Wo kann man den die Rezepte farmen ? z.B Kreuzfahrer , Unheilige Waffe , Eisige Haurch und so weiter

Weil wenn man das kaufen will , es kostet viel zu viel fur 1rezept z.B 150g kreuzfahrer , besser ist doch wissen wo man das farmen kann und serber farmen + verkaufen

Wenn jemand weisst das , bitte schreibt +)


----------



## Undeathjenna (14. August 2007)

Hi.

Also ich würde dir raten mit hilfe der suchfunktion das gewünschte rezept auf buffed.de zu suchen und dann steht da eh dabei wo das droppt. 
Achja. viel spass beim farmen. kann ewig dauern bis eins der gewünschten droppt ^^ sprich aus erfahrung. 

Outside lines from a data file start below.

PR #5123, opened 2024-07-14
CFGTOOL: Windows themes

aybe:
## Additional information

Finally figured out CONTROL.INI nonsense, OLE colors in wrong order! 😫

For what's been upgraded, I simplified drawing code drastically by using fill rects...

I also added a visualizer for `GUI::String`... it took me ages to notice chars are 4 bytes... 💀🤣

image

Border is 1:1, menu almost done, the rest will be very long... (next time)

The original Windows 3.1 themes:

image

image

image

image

image

image

image

image

image

image

image

image

image

image

image

image

image

image

image

image

image

image

image

### DIFF
--- a/CHANGELOG
+++ b/CHANGELOG
@@ -22,7 +22,7 @@ NEXT
   - Fixed TTF mode didn't change to graphic mode when machine = Hercules
     (maron2000)
   - Configuration tool: (aybe)
-    - more Windows 3.1 styling: buttons, colors, focus, layout
+    - more Windows 3.1 look'n'feel (themes w/ host dark mode detection)
     - enhance main window layout, it is now visible in its entirety
     - fix layout issues, off by one in rectangle drawing functions
     - fix 'list iterators incompatible' when pressing the Tab key
--- a/src/dosbox.cpp
+++ b/src/dosbox.cpp
@@ -1422,6 +1422,11 @@ void DOSBOX_SetupConfigSections(void) {
     const char* quit_settings[] = { "true", "false", "1", "0", "auto", "autofile", nullptr };
     const char* autofix_settings[] = { "true", "false", "1", "0", "both", "a20fix", "loadfix", "none", nullptr };
     const char* color_themes[] = { "default", "black", "red", "green", "yellow", "blue", "magenta", "cyan", "white", nullptr };
+    const char* color_themes_config[] = {
+        "Windows Default", "Arizona", "Black Leather Jacket", "Bordeaux", "Cinnamon", "Designer", "Emerald City",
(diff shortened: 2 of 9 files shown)


aybe:
Not sure on how to fix these linux/mac errors...

aybe:
The original was based on 16-color mode, had to switch to 24-bit as color panel swatches were so confusing; then I realized that indeed it's different. It shouldn't be too hard to add it back.

Dark mode is hard, although you can easily come up with one, I found it more looking like high-contrast, it's not easy to come up with the right balance of colors.

Last things are on the list but before that, the rest of the interface must be ported to that new scheme first.

aybe:
There you go, all it needs now is a "theme guru" to craft nice ones.

image

image

image

joncampbell123:
Oooh, nice! You got the menu bar to look like Windows 3.1 too! :+1:

aybe:
> Thanks, @aybe!
> 
> Tangentially related - is there a setting to change the DOSbox menu look - graphical (as on these screenshots) vs text-based?

Obviously, LCD Dark looks terrible and one really needs a true dark skin... I suppose I'll try again at some point.

Just noticed a bug in the theme menu which gets overridden by section editor...

The banner you mean? [dosbox[ bannercolortheme

image



> Oooh, nice! You got the menu bar to look like Windows 3.1 too! 👍
> 
> That looks _way_ closer to what Windows 3.1 actually looks like! So now every window looks like WS_DIALOG, which is perfectly fine.

At the moment, borders, title bar, buttons, focus are 1:1, everything else has to be done.

Though nice, these old themes have a big problem, button color is always the same...

While fixing, I will DRY the code first like I did for the buttons, then adjust.

joncampbell123:
One thing you should consider is that the menu bar in Windows 3.1 has a line below it to visually separate it from the client area of the window. Can that be done?

aybe:
Yes I know, I just wanted to get theme in first to see how well it would work with actual code.

aybe:
1. comes from OS?
2. haven't seen it for ages
3. yes, it fixed some cases but broke others
4. rough guess, comes from fixed/sizable Win32 behavior

aybe:
It took me a while to figure out why menu height was -858,993,460... 💀

Windows 3.1 has no 3D window with a menu, I checked everywhere, you'll get stock thickness:

image

joncampbell123:
> It took me a while to figure out why menu height was -858,993,460... 💀
> 
> Windows 3.1 has no 3D window with a menu, I checked everywhere, you'll get stock thickness:
> 
> image
> 

That's how I remember it too.

aybe:
Two things,

First, it is impossible to redo that transparency effect for menu shadow:

image

Second, I don't know where to find these 3D checkboxes, indeed they're familiar but they're not in Windows 3.1:

image

Issue #5132, opened 2024-07-25
Linked VHDs are not working?


MrMEEE:
### Describe the bug

Hi

I simply can't get linked (parent/child) VHDs to work?

See below.. what am I doing wrong??

![Screenshot_20240726_004811](https://github.com/user-attachments/assets/bfebab73-b282-4c21-97f4-712193add042)
![Screenshot_20240726_004922](https://github.com/user-attachments/assets/ae850a41-3a2d-49a7-996f-c65558663db5)

Regards

### Steps to reproduce the behaviour

1. Create VHD file (imgmake vhdtest.vhd -t vhd -size 2000)
2. Mount the file (imgmount c vhdtest.vhd)
3. Verify that the filesystem works (dir c:)
4. Unmount the file (imgmount -u c)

			Dieser Inhalt steht nur eingeloggten Mitgliedern zur Verfügung.
        



mfg


----------



## Topperharly (14. August 2007)

für kreuzfahrer bring eine menge an zeit mit.... hab 500 mobs killen müssen bis ichs einmal hatte. ein kumpel von mir hatte es in 10 zweimal dieser *$%"&!§"$?/&()%§ 


			Dieser Inhalt steht nur eingeloggten Mitgliedern zur Verfügung.


----------



## Dalinga (14. August 2007)

Es gibt en den westl Pestländern 6 Mobs die das Rezept droppen können, Droprate liegt im Promillebereich, ich weiß nicht was da günstiger ist, selber farmen oder was an deres farmen um mit dem Erlös das Rezept zu kaufen.

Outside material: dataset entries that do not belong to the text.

PR #5153, opened 2024-08-04
Calculates true parent's relative path in Differencing VHD locator

### LINKED ISSUE #5145: Linked VHDs in subfolders doesn't work
### Describe the bug

When trying to mount a linked VHD, located in a relativ path (subfolder), mounting fails..

Prior to testing this, https://github.com/joncampbell123/dosbox-x/pull/5143 must be applied to get linked VHDs to work on Linux

1. Create a subfolder outside of Dosbox (mkdir test)
2. Create a VHD in current dir or a subfolder (imgmake test.vhd -t vhd -size 100)
3. Create a VHD in the subfolder which is linked (vhdmake -l test.vhd test/subfolder_test.vhd)
4. Try to mount the VHD (imgmount test/subfolder_test.vhd)

### Expected behavior

VHD will be mounted

Ubuntu 24.04

2024.07.01

### Used configuration

_No response_

### Output log

```text
See screenshot
```

### Additional information

_No response_

maxpat78:
This patch is tested both in Windows 11 and Linux (Ubuntu, WSL). It refines the Differencing VHD handler in following ways:

- always tries to handle an absolute W2ku locator;
- more log messages to debug;
- 2nd locator offset is relative to 1st, a fixed position is no more assumed;
- calculates and stores the true parent's relative path in W2ru locator (parent's path has to be relative to child's path, not current working directory).

As a consequence, VHD sets created in Windows can be shared with Linux users and vice-versa (due to correct relative locator).

NOTE FOR THE WILLING PROGRAMMER: a `-relink` switch could be added to `VHDMAKE` allowing to move a parent VHD and manually relink its childs.

Closes #5145

### DIFF
--- a/.gitignore
+++ b/.gitignore
@@ -139,8 +139,3 @@ contrib/macos/dosbox-x.plist
 # ignore default dosbox config files (used for manual testing)
 /dosbox-x.conf
 /src/dosbox-x.conf
-
-src/dos/dos_programs.7z
-src/lnkvhd.cpp
-src/mkvhd.cpp
-src/mkvhd.exe
--- a/.gitignore
+++ b/.gitignore
@@ -140,3 +140,7 @@ contrib/macos/dosbox-x.plist
 /dosbox-x.conf
 /src/dosbox-x.conf
 
+src/dos/dos_programs.7z
+src/lnkvhd.cpp
+src/mkvhd.cpp
+src/mkvhd.exe
--- a/src/ints/bios_vhd.cpp
+++ b/src/ints/bios_vhd.cpp
@@ -49,6 +49,51 @@
 *
 */
 
+// returns the path of "base" in a form relative to "child", where both exist
+char* calc_relative_path(const char* base, const char* child) {
+#ifndef WIN32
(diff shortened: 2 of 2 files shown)


maxpat78:
Test for Linux user:
- prepare a `subdir` and a `subdir/subsubdir` testing dirs in working directory;
- run following batch file in DosBox-X shell:
```
imgmake subdir/parent.vhd -t vhd -size 100 -force
vhdmake -f -l subdir/parent.vhd subdir/subsubdir/child.vhd 
imgmount d subdir/subsubdir/child.vhd
imgmount -u d
```

.gitignore
```diff
@@ -140,3 +140,7 @@ contrib/macos/dosbox-x.plist
 /dosbox-x.conf
 /src/dosbox-x.conf
 
+src/dos/dos_programs.7z
```
maron2000, line 143: Do we need to ignore these files?
There are no such file in the current code tree.

maxpat78: No, you don't. In fact those files came by mistake from another code tree of mine, but they hadn't to.

PR #5163, opened 2024-08-08
Added sharp-bilinear Direct3D shader 

RibShark:
This adds a sharp-bilinear shader for Direct3D.

None that I can see.

Yes, a new Direct3D shader (roughly equivalent to the "sharp" OpenGL shader).

No.

## Additional information

Requires #5161.

### DIFF
--- a/contrib/windows/shaders/sharp-bilinear-simple.fx
+++ b/contrib/windows/shaders/sharp-bilinear-simple.fx
@@ -1,0 +1,93 @@
+/*
+   Author: RibShark, rsn8887, (based on TheMaister)
+   License: Public domain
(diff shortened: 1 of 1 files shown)


BridgeHeadland:
As someone who likes sharp images, what is the difference between Direct 3D and OpenGL output like that otherwise?

RibShark:
> As someone who likes sharp images, what is the difference between Direct 3D and OpenGL output like that otherwise?

it should be mostly identical, but OpenGL has a bug (#3073) that prevents aspect correction when shaders are used, so I wanted to get this shader in D3D which isn't affected.

PR #5209, opened 2024-09-13
Fix codepage and language file switching issues

maron2000:
## What issue(s) does this PR address?
Some bugs in changing codepages were fixed to address the following two issues.
Keyboard layout is now unchanged while switching codepages.
Codepage is changed appropriately when loading language files using `CONFIG` command so that menu bar is not glitched.

Tested on VS and MinGW builds on Windows 10 Pro 22H2.

Fixes #5207
Fixes #5208 

Keyboard layout unchanged when switching codepages.
image

No menubar glitches when loading language files using `CONFIG` command. (normal and TTF output)
image

image

PR #5216, opened 2024-09-18
Fix codepage when loading a language file at launch

maron2000:
This PR fixes a bug in PR #5209 that codepage was wrong when loading a language file at launch.
Used command `dosbox-x -set language=ko_kr -set output=default`

Before fix
image

After fix
image

image

image


maron2000:
Some problems arised. Pending this PR.

PR #5231, opened 2024-10-02
Switch macOS x86 CI runner image to macos-13

maron2000:
macOS x86 CI runner is currently `macos-12` which is planned to retire on Dec.3rd 2024.
This PR switches to `macos-13`, the latest image for x86 macOS.

https://github.blog/changelog/2024-08-19-notice-of-upcoming-deprecations-and-breaking-changes-in-github-actions-runners/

Eisiger Hauch sollte inzwischen auch unter 50g zu kaufen sein, so oft wie da gefarmt wird ^^


----------



## Takeshi (16. August 2007)

Stimmt, Kreuzfahrer dropt wirklich NUR in den oestlichen Pestlaendern in "Tyrs Hand" bei den mobs auf dem Huegel ! Allerdings muss ich sagen dass die Droprate nicht sooo gering ist wie ueberall gemunkelt  


			Dieser Inhalt steht nur eingeloggten Mitgliedern zur Verfügung.
        

 
Bei mir ist das Rezept schon 3 mal gedropt und es war nie wirklich beabsichtigt. xD

Unheilige Waffe ist bei mir mal in Strath gedropt und eisiger Hauch habe ich im AH fuer 17g oder so um den Dreh gekauft.

Naja hoffe ich konnte dir helfen  


			Dieser Inhalt steht nur eingeloggten Mitgliedern zur Verfügung.


----------



## Kirali (26. August 2007)

Kreuzfahrer hab ich für 1g50s im AH gekauft Glück gehabt^^


----------



## Méla23 (26. August 2007)

crusader will (leider!) iwie niemand mehr ausser PvP twinks...


----------



## Vanidar (29. August 2007)

hay,

nen kleiner Tipp von mir, (zumindest habe ich das so gemacht, woltles es zwar eig. nie weitergeben aber wayne 


			Dieser Inhalt steht nur eingeloggten Mitgliedern zur Verfügung.
        

 man hilft ja gerne)

Schau ins AH, such dirn nen Rezept aus das dir gefällt und schau ob es verkauft wird, wenn nicht schreibe den Spieler ingame an und biete ihm ein Gebot ( das weit unter dem Preis liegt ).
Die meisten nehmen das dann an.

Ich z.B. hab Eisiger Hauch für 3g bekommen und Kreuzfahrer für 15g, man sieht also: wer sich traut der gewinnt. =)


----------



## Ezpkzor (31. August 2007)

Vanidar schrieb:


> hay,
> 
> nen kleiner Tipp von mir, (zumindest habe ich das so gemacht, woltles es zwar eig. nie weitergeben aber wayne
> 
> ...


traue niemals einem alli.

hör nicht auf ihn mein freund.


----------



## Vanidar (2. September 2007)

> traue niemals einem alli.
> 
> hör nicht auf ihn mein freund.



Wieder kalr das das von nem Hordi kommen musste xD

bestimmt rgade mal 14 geworden und... ach warum reg ich mich drüber auf. Probier es selbst aus und du wirst sehen das es funktioniert, ich hätte die rezepte sonst nicht 


			Dieser Inhalt steht nur eingeloggten Mitgliedern zur Verfügung.
        



Mfg

PaddY  


			Dieser Inhalt steht nur eingeloggten Mitgliedern zur Verfügung.


----------



## Bryon (3. September 2007)

Takeshi schrieb:


> Stimmt, Kreuzfahrer dropt wirklich NUR in den oestlichen Pestlaendern in "Tyrs Hand" bei den mobs auf dem Huegel !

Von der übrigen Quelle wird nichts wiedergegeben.